Rhythmic composition in yellow green minor (1919), Roy de Maistre

Saturday 17 August 2019

The Roller Coaster of Congenital Heart Disease (or Pushing a Boulder Up a Hill)

I'm still alive. Barely. This has been a shitty year.

I'll get you caught up since we last spoke in February 2017. I ended up getting (what seemed on paper) an awesome job at a prestigious organisation. It wasn't in reality: neither awesome or prestigious; and I never got the chance to truly do the job I was hired for. A more accurate description is chaotic, a lost cause. I was there for approximately 16 months. Why did I stay there that long, after I had gauged the level of chaos within four weeks of having arrived? I don't give in that easily. I'm a dog with a bone. If you have a problem, I'll work my ass off to try and fix it because that's who I am. Maybe I shouldn't get that emotionally involved or have such high expectations of organisational structures or people? But that's not who I am, I don't put up with half-arsed and I care about the quality of work I produce and the impact I have on others. I want to contribute, make life better for others around me and leave my corner of the world that little bit of a better place than what it was before. 

It was weird, that place was so seductive, its people with such compelling stories and promises, with a decent job description, pay and benefits package and the promise of things getting better. I was lulled into a false sense of security that preyed on my loyalty, hard work ethic, commitment and natural inclination towards problem solving. It was like an abusive relationship: I kept on going back because I was promised things would be different next time, but they weren't. In fact they kept getting worse.

Something I haven't experienced before is the chronic stress element. It differs from standard stress, where you get pushed for a short period and then the valve is opened to release pressure and you get back to an even playing field again. Instead, chronic stress builds up over an extended period of time, constantly rising until something massive, like Chernobyl happens. There's warning signs, but you're so used to the stress and long hours (because that's your standard level of operation now) that you ignore or try to poorly manage the warning signs...and then BANG!

16 months of chronic stress and three heart incidents later, I accepted my reality: either that place was going to kill me, or I quit. I did the latter and I've been off work and recovering from my last incident for five and a half months already. I'm still angry though. I'm angry at myself for putting up with bullshit and not being kind to myself. I'm angry at the organisation and its people that didn't perform their duty of care. 

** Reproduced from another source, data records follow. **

PR #2678, opened 2019-09-19
Aggregate numeric values when slicing (What-If Tool)

grovina:

When slicing by a numeric feature, aggregate values in intervals instead of creating a slice for each different value.

The current implementation creates one slice for each different value of the feature. This might result in a huge number of slices that become unmanageable (imagine a slicing by features like "age" or "salary", which can have hundreds of unique values).
To work around this issue, we aggregate the values into buckets (like a histogram), then show aggregated statistics and performance results for each bucket.
Nothing changes for categorical features.

* Screenshots of UI changes

Screenshot from 2019-09-18 17-54-25

For both _multi_ and _age_ demos, wait for data to load and then:
1. Open the Performance tab
1. Slice by different features and check that:
   * Categorical features behave just like before (compare with demos in prod at https://pair-code.github.io/what-if-tool)
   * Numeric features with up to 10 unique values also remain the same
   * Numeric features with more than 10 unique values are aggregated in buckets, and results are coherent with the correct totals.

I opted for the equally-sized intervals (as opposed to the equally-populated ones, for example), mainly because they should be simpler to understand and because one of comparative columns is precisely the number of examples in each slice. The number of slices is controlled by a variable that could become a setting if needed.
As for notations, I also considered other a simple `a — b`, but the mathematical intervals are particularly precise and seem to be accessible enough.
Finally, generating the bucket edges beforehand was important to make the values look ok, since we would oftentimes get things like _[17.43333333333, 20]_ printed otherwise. I tried to simply calculate them ad hoc, but having consistent and simple display turned out to be more complex than expected.

cc @jameswex and @tolga-b

### DIFF
--- a/tensorboard/plugins/interactive_inference/tf_interactive_inference_dashboard/tf-interactive-inference-dashboard.html
+++ b/tensorboard/plugins/interactive_inference/tf_interactive_inference_dashboard/tf-interactive-inference-dashboard.html
@@ -3263,6 +3263,11 @@ limitations under the License.
             type: String,
           },
           maxInferenceEntriesPerRun: Number,
+          // Number of buckets When aggregating numeric features.
+          numBuckets: {
+            type: Number,
+            value: 10,
+          },
 
           // Inferences from servo.
           inferences: {
@@ -6097,22 +6102,25 @@ limitations under the License.
          * Whether values of this feature should be aggregated in bucket slices.
          */
         shouldBeAggregated_: function(feature) {
-          const maxUniqueValueSlices = 10; // TODO: Move this to a variable.
           return (
             this.distanceStats_[feature] &&
             this.distanceStats_[feature].isNumeric &&
-            this.stats[feature].uniqueCount > maxUniqueValueSlices
+            // No point in aggregating if less unique values than buckets.
+            this.stats[feature].uniqueCount > this.numBuckets
           );
         },
 
+        /**
+         * Calculate edges between buckets for aggregating numeric features.
+         * We do this beforehand to round numbers and avoid ugly interval labels.
+         */
         calculateFeatureBucketEdges_: function() {
-          const numBuckets = 10; // TODO: Move this to a variable.
           this.featureBucketEdges_ = {};
           for (const feature of Object.keys(this.distanceStats_)) {
             if (this.shouldBeAggregated_(feature)) {
               const min = this.stats[feature].numberMin;
               const max = this.stats[feature].numberMax;
-              const len = (max - min) / numBuckets;
+              const len = (max - min) / this.numBuckets;
               const stdDev = this.distanceStats_[feature].stdDev;
               function round(val) {
                 // Round to a precision near the magnitude of standard deviation.
@@ -6121,7 +6129,7 @@ limitations under the License.
               }
               const bucketEdges = [];
               bucketEdges.push(min);
-              for (let i = 1; i < numBuckets; i++) {
+              for (let i = 1; i < this.numBuckets; i++) {
                 bucketEdges.push(round(min + i * len));
               }
               bucketEdges.push(max);
--- a/tensorboard/plugins/interactive_inference/tf_interactive_inference_dashboard/tf-interactive-inference-dashboard.html
+++ b/tensorboard/plugins/interactive_inference/tf_interactive_inference_dashboard/tf-interactive-inference-dashboard.html
@@ -3213,6 +3213,10 @@ limitations under the License.
       }
     }
 
+    function deepClone(obj) {
+      return JSON.parse(JSON.stringify(obj));
+    }
+
     (function() {
       const PLUGIN_NAME = 'whatif';
 
@@ -4156,17 +4160,10 @@ limitations under the License.
               );
               const key = this.createCombinedValueString_(key1, key2);
               if (!(key in thresholdsMap)) {
-                // Deep copy thresholds for each facet
-                const modelThresholds = [];
-                for (let i = 0; i < this.overallThresholds.length; i++) {
-                  modelThresholds.push({
-                    threshold: this.overallThresholds[i].threshold,
-                  });
-                }
                 thresholdsMap[key] = {
                   value: key1,
                   value2: key2,
-                  threshold: modelThresholds,
+                  threshold: deepClone(this.overallThresholds),
                   opened: false,
                 };
               }
--- a/tensorboard/plugins/interactive_inference/tf_interactive_inference_dashboard/tf-interactive-inference-dashboard.html
+++ b/tensorboard/plugins/interactive_inference/tf_interactive_inference_dashboard/tf-interactive-inference-dashboard.html
@@ -4123,6 +4123,17 @@ limitations under the License.
         },
 
         /**
+         * Get the key to which this example belongs when the dataset is sliced by the given feature(s).
+         */
+        getSliceKey_: function(example, feature1, feature2) {
+          // TODO: Aggregate numeric keys into buckets.
+          return this.createCombinedValueString_(
+            example[feature1],
+            example[feature2]
+          );
+        },
+
+        /**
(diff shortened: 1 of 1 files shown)


tensorboard/plugins/interactive_inference/tf_interactive_inference_dashboard/tf-interactive-inference-dashboard.html
```diff
@@ -3288,6 +3292,11 @@ <h2>Show similarity to selected datapoint</h2>
             type: String,
           },
           maxInferenceEntriesPerRun: Number,
+          // Number of buckets when aggregating numeric features.
+          numBuckets: {
+            type: Number,
+            value: 10,
+          },
```
jameswex: can you add this as a numeric paper-input element below the slice by dropdown (when a numeric feature is selected) with a range of 2-10 and default value of 2? can use a <template is="dom-if...> wrapping the element so it only appears in that case. same thing with another dropdown under the secondary slice if that is numeric too. then ensure the buckets are recalculated whenever numPrimaryBuckets or numSecondaryBuckets changes.

tensorboard/plugins/interactive_inference/tf_interactive_inference_dashboard/tf-interactive-inference-dashboard.html
```diff
@@ -3676,6 +3685,7 @@ <h2>Show similarity to selected datapoint</h2>
             type: Boolean,
             value: false,
           },
+          featureBucketEdges_: Object,
```
jameswex: add short comment on what it is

I sometimes forget that I have limits, that my heart and energy levels aren't as strong as someone who was born without heart issues. I forget because I can't sit idle waiting for my condition to claim me. I want to live my precious life and enjoy it just as much as anyone else, I want to challenge my mind and offer value to others without constantly thinking about illness or death.

But now I'm giving myself time to decompress and reflect. I'm learning my lessons and implementing strategies to better manage myself and my health. That's the beauty and often frustration of life: the power of retrospect and growth as an individual. Its a gradual, cumulative and an imperfect process.

I was incident free for over 3 years post having my defibrillator inserted. Then the job with the chronic stress happened and so did these incidents during extreme and prolonged periods of stress and exhaustion:

  • Cardiac arrest, one appropriate and successful defibrillator shock to revert ventricular tachycardia  - six months into the job
  • Atrial fibrillation, hospitalisation with transoesophageal echocardiogram (TOE) and cardioversion - nine months into the job
  • Cardiac arrest, six consecutive and appropriate defibrillator shocks, with sixth successful in reverting ventricular tachycardia; cardiothoracic surgery for defibrillator replacement, medication change, rehab - 16 months into the job
There can never be definitive reasoning as to why these incidents happen, but doctors have a good idea. Stress and depression don't help, studies link these clearly to arrhythmias, particularly atrial fibrillation. Having congenital heart disease doesn't help - fucked heart from the get go, which puts patients into a higher risk category of having more complications or issues throughout their life. And finally scar tissue from open heart surgery can also cause arrhythmias. Or maybe it was a virus that weakened and affected my heart? Take a pick, I've had it all. And the severe stress and exhaustion made it so much worse.

People particularly in this modern day and age want a quick fix, a one pill solution, a reason they can grasp onto and fix. The best unsolicited advice I got from a family member recently was to fix my diet. I guess I shouldn't eat that donut or worry about all the other factors that come into play? Fuck it, I'm eating the donut.

One of the hardest things in this life is to live with uncertainty. People try to help, to simplify, to process.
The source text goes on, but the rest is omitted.